Product topology and subspace topology This seems to be a basic question but I can't get a proof.

Suppose $X\times Y$ is the product space of non-empty topological spaces $(X, \tau)$ and $(Y, \rho)$. Let $\tau'$ and $\rho'$ be the subspace topologies of $X$ and $Y$, derived from the product topology through the inclusion maps $\iota_1: X\to X\times Y$ and $\iota_2: Y\to X\times Y$, respectively. Is it always true $\tau'=\tau$ and $\rho'=\rho$?


If there are infinitely many, of arbitrary infinite cardinality, factor spaces, does the above still hold?

If the above is indeed true, can we then think of this as the defining property for product topology? That is, suppose we start from an arbitrary topology $\eta$ on the set $X\times Y$, and equip $X$ and $Y$ with subspace topologies $\eta|_X$ and $\eta|_Y$, derived from $\eta$ through the inclusion maps $\iota_1$ and $\iota_2$, respectively. Is it not necessarily true that $\eta= \eta|_X \times \eta|_Y$?
This question was motivated by this. Thanks in advance.
 A: Based on the comment by @Frousse, the correct statement should be as the following.

Proposition. Let $(X_\alpha, \tau_\alpha)_{\alpha\in A}$ be a family of non-empty topological spaces with index set $A$, and $X:=\prod_{\alpha\in A}X_\alpha$ the product space with the product topology $\tau$ and projection maps $\pi_\alpha: X\to X_\alpha$. Fix $\hat{x}:=\left(\hat{x_\alpha}\right)_\alpha\in X$, where $\hat{x_{\alpha}}\in X_{\alpha}$ for all $\alpha\in A$, and define corresponding inclusion maps $\iota_{\alpha, \hat{x}}: X_\alpha \to X$ such that $\left(\pi_{\beta}\circ\iota_{\alpha, \hat{x}}\right)(x_\alpha)=\begin{cases}\hat{x_{\beta}},& \quad \beta\neq \alpha\\ x_\alpha,& \quad \alpha=\beta \end{cases}$. If equipping each image $Y_{\alpha, \hat{x}}:=\iota_{\alpha, \hat{x}}\left(X_\alpha\right)\subset X$ with their subspace topology $\tau|_{Y_{\alpha, \hat{x}}}$ respectively, then $\tau\simeq\prod_{\alpha\in A}\tau|_{Y_{\alpha, \hat{x}}}$.

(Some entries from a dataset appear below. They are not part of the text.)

PR #138, opened 2025-05-13
Add TableTriggers

ryannedolan:
## Summary

- Add `TableTrigger` CRD
- Add `TableTriggerReconciler`
- Add sample cron trigger

## Details

`TableTriggers` provide a mechanism to run arbitrary actions in response to table-level events, including inserts/updates/deletes. A trigger binds an action (encoded as a K8s Job template) to specific events for a specific table. When such events occur, the action is taken by deploying a Job.

`TableTriggers` can be fired by external systems. For demo purposes, a sample "cron trigger" is provided, which fires every minute.

## Testing Done

We can create a `TableTrigger`:

```
$ kubectl apply -f deploy/sample/tabletriggers.yaml
tabletrigger.hoptimator.linkedin.com/test-table-trigger created
```

The resulting trigger can be seen in the catalog:

```
0: Hoptimator> select * from "k8s".TABLE_TRIGGERS;
+--------------------+--------+------------------+-----------+-----------+
|        NAME        | SCHEMA |      TABLE       | TIMESTAMP | WATERMARK |
+--------------------+--------+------------------+-----------+-----------+
| test-table-trigger | KAFKA  | existing-topic-1 |           |           |
+--------------------+--------+------------------+-----------+-----------+
1 row selected (0.592 seconds)
```

To simulate a data change event, we can force the trigger to be "fired":

```
$ kubectl patch tabletrigger test-table-trigger -p "{\"status\":{\"timestamp\": \"`date +%FT%TZ`\"}}" --subresource=status --type=merge
```

We can observe a Job is deployed in response:

```
$ kubectl get jobs
NAME                     STATUS     COMPLETIONS   DURATION   AGE
test-table-trigger-job   Complete   1/1           46s        2m5s
```

After the job successfully runs, we see the trigger's watermark is updated and the job is deleted.

We can also create a "cron trigger" by driving our trigger from a cron job:

```
$ kubectl apply -f deploy/sample/crontrigger.yaml
```

We will then see that the trigger is fired every minute:

```
$ kubectl get tabletriggers
NAME                 SCHEMA   TABLE              TIMESTAMP                     WATERMARK
test-table-trigger   KAFKA    existing-topic-1   2025-05-13T18:48:00.000000Z   2025-05-13T18:47:00.000000Z
```


hoptimator-k8s/src/test/resources/k8s-metadata.id
```diff
@@ -49,18 +49,18 @@ select * from ads.pages;
...
 !ok
 
-select * from "k8s".pipelines;
-+---------------+-------+--------+---------+
-| NAME          | READY | FAILED | MESSAGE |
-+---------------+-------+--------+---------+
-| ads-audience2 | true  | false  | Ready.  |
-| ads-pages     | true  | false  | Ready.  |
-+---------------+-------+--------+---------+
+select name, failed from "k8s".pipelines order by name;
```
ryannedolan, line 52: @nguyent8 I relaxed these tests here, cuz they could get flakey. wdyt?

nguyent8: yes, this makes sense

hoptimator-operator/src/main/java/com/linkedin/hoptimator/operator/trigger/TableTriggerReconciler.java
```diff
@@ -0,0 +1,183 @@
...
+              .get(TRIGGER_TIMESTAMP_KEY) == null) {
+            log.error("Job {} has no timestamp annotation. Unable to progress the watermark.", name);
+          } else if (object.getStatus().getWatermark() == null) {
+            log.info("Trigger {} has no existing watermark.", name);
+            String watermark = job.getMetadata().getAnnotations().get(TRIGGER_TIMESTAMP_KEY);
+            status.setWatermark(OffsetDateTime.parse(watermark));
+            tableTriggerApi.updateStatus(object, status);
+            log.info("Trigger {} watermark set to {}.", name, watermark);
+          } else {
+            OffsetDateTime timestamp = OffsetDateTime.parse(job.getMetadata().getAnnotations().get(TRIGGER_TIMESTAMP_KEY));
```
srnand, line 123: this block's logic looks exactly similar to that of previous else if block's logic, do we need this ?

hoptimator-operator/src/main/java/com/linkedin/hoptimator/operator/trigger/TableTriggerReconciler.java
```diff
@@ -0,0 +1,183 @@
...
+            status.setWatermark(timestamp);
+            tableTriggerApi.updateStatus(object, status);
+            log.info("Trigger {} watermark advanced to {}.", name, timestamp);
+          }
+        }
+        if (failed || complete) {
```
srnand, line 129: could we add this logic in the previous if/else block itself ? so we dont need to have another conditional block ?
```
jobApi.delete(job);
return new Result(true); 
```

hoptimator-operator/src/main/java/com/linkedin/hoptimator/operator/trigger/TableTriggerReconciler.java
```diff
@@ -0,0 +1,183 @@
...
+      V1alpha1TableTriggerStatus status = object.getStatus();
+      if (status == null || status.getTimestamp() == null) {
+        log.info("Trigger has not been fired yet. Skipping.", name);
+        return new Result(false);
+      }
+
+      log.info("TableTrigger {} was last fired at {}.", name, status.getTimestamp());
+
+      if (object.getSpec().getYaml() == null) {
+        log.info("Trigger has no Job YAML. Will take no action.", name);
```
srnand, line 85: nit: missing string format specifiers ?

hoptimator-k8s/src/testFixtures/java/com/linkedin/hoptimator/k8s/FakeK8sYamlApi.java
```diff
@@ -0,0 +1,51 @@
...
+
+  @Override
+  public void createWithAnnotationsAndLabels(String yaml, Map<String, String> annotations,
+      Map<String, String> labels) throws SQLException {
+    DynamicKubernetesObject obj = Dynamics.newFromYaml(yaml);
+    obj.setMetadata(obj.getMetadata().annotations(annotations).labels(labels));
+    String dump = Yaml.dump(obj);
+    System.out.println("Created:");
+    System.out.println(dump);
+    System.out.println();
```
srnand, line 34: nit: should we remove these print statements?

hoptimator-operator/src/main/java/com/linkedin/hoptimator/operator/trigger/TableTriggerReconciler.java
```diff
@@ -0,0 +1,183 @@
...
+  } 
+
+  @Override
+  public Result reconcile(Request request) {
+    log.info("Reconciling request {}", request);
+    String name = request.getName();
+    String namespace = request.getNamespace();
+
+    try {
+      V1alpha1TableTrigger object = tableTriggerApi.get(namespace, name);
```
srnand, line 69: nit: maybe name this `tableTriggerObject` ?

hoptimator-operator/src/main/java/com/linkedin/hoptimator/operator/trigger/TableTriggerReconciler.java
```diff
@@ -0,0 +1,183 @@
...
+          } else {
+            OffsetDateTime timestamp = OffsetDateTime.parse(job.getMetadata().getAnnotations().get(TRIGGER_TIMESTAMP_KEY));
+            status.setWatermark(timestamp);
+            tableTriggerApi.updateStatus(object, status);
+            log.info("Trigger {} watermark advanced to {}.", name, timestamp);
+          }
+        }
+        if (failed || complete) {
+          jobApi.delete(job);
+          return new Result(true);  // start over
```
srnand, line 131: why do we return `Result(true)` here even when the job is finished ?

hoptimator-operator/src/main/java/com/linkedin/hoptimator/operator/trigger/TableTriggerReconciler.java
```diff
@@ -0,0 +1,183 @@
...
+import com.linkedin.hoptimator.k8s.K8sContext;
+import com.linkedin.hoptimator.k8s.K8sYamlApi;
+import com.linkedin.hoptimator.k8s.models.V1alpha1TableTrigger;
+import com.linkedin.hoptimator.k8s.models.V1alpha1TableTriggerList;
+import com.linkedin.hoptimator.k8s.models.V1alpha1TableTriggerStatus;
+import com.linkedin.hoptimator.util.Template;
+
+
+/**
+ * Launches Jobs when TableTriggers are fired.
```
nguyent8, line 35: could you expand on this so we can understand its behavior (esp. with watermarking) without reading the code?

hoptimator-k8s/src/testFixtures/java/com/linkedin/hoptimator/k8s/FakeK8sYamlApi.java
ryannedolan: This can only be used in tests. Let's keep, cuz they're useful to see in test logs.

hoptimator-operator/src/main/java/com/linkedin/hoptimator/operator/trigger/TableTriggerReconciler.java
```diff
@@ -0,0 +1,183 @@
...
+      V1alpha1TableTrigger object = tableTriggerApi.get(namespace, name);
+
+      if (object == null) {
+        log.info("Object {} deleted. Skipping.", name);
+        return new Result(false);
+      }
+
+      V1alpha1TableTriggerStatus status = object.getStatus();
+      if (status == null || status.getTimestamp() == null) {
+        log.info("Trigger has not been fired yet. Skipping.", name);
```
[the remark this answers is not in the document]
ryannedolan: nice catch

hoptimator-operator/src/main/java/com/linkedin/hoptimator/operator/trigger/TableTriggerReconciler.java
ryannedolan: A reconciler only operates on one type of object, so this should be clear.

hoptimator-operator/src/main/java/com/linkedin/hoptimator/operator/trigger/TableTriggerReconciler.java
ryannedolan: If we fire a trigger and there is already an existing failed/completed job, we must first delete the job before launching a new one. Rather than handle all these cases, we can consider the logic as having two main paths:

while we should fire:
1. if there is an existing job, wait for it to complete and then delete it
2. if there is no existing job, create a new one

The `Result(true)` implements the while-loop. I think the logic is simpler this way, but I could be wrong.

hoptimator-operator/src/main/java/com/linkedin/hoptimator/operator/trigger/TableTriggerReconciler.java
ryannedolan: thanks, fixed

hoptimator-operator/src/main/java/com/linkedin/hoptimator/operator/trigger/TableTriggerReconciler.java
ryannedolan: done, thx

srnand (approved):
lgtm!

The proof requires a basic lemma.

Lemma. A net (sequence) $(x_i)_{i\in I}$ converges in the product space $X=\prod_{\alpha\in A}X_\alpha$ iff the component nets $\left(\pi_{\alpha}(x_i)\right)_{i\in I}$ converges in $X_\alpha$ for all $\alpha\in A$, where $\pi_\alpha: X\to X_\alpha$ are the set-theoretic projections. (That is, product topology is the topology of component-wise convergence. A proof can be found here.)

Proof of proposition. It suffices to show every inclusion $\iota_{\alpha, \hat{x}}: X_\alpha\to Y_{\alpha, \hat{x}}$ is a homeomorphism.
Let $U_\alpha$ be an open set in $X_\alpha$, then $\pi_\alpha^{-1}(U_\alpha)$ is open in the product space $X$, and so its image $\iota_{\alpha, \hat{x}}(U_\alpha)=Y_{\alpha, \hat{x}}\cap \pi_\alpha^{-1}(U_\alpha)$ is open under the subspace topology of $Y_{\alpha, \hat{x}}$.
Conversely, let a net $(x_\alpha^i)_{i\in I}\to \xi_\alpha$ converge in $X_\alpha$, we want to show net convergence $\iota_{\alpha, \hat{x}}(x_\alpha^i)_{i\in I}\to \iota_{\alpha, \hat{x}}(\xi_\alpha)$ in $Y_{\alpha, \hat{x}}$, which is a subset of product space $X$. By the lemma above, it suffices to show net convergence $\left(\pi_{\beta}\circ\iota_{\alpha, \hat{x}}\right)(x_\alpha^i)_{i\in I}\to \left(\pi_{\beta}\circ\iota_{\alpha, \hat{x}}\right)(\xi_\alpha)$ in $X_\beta$, for every $\beta\in A$. This is trivially true by the definition of inclusion map $\iota_{\alpha, \hat{x}}$ in the proposition.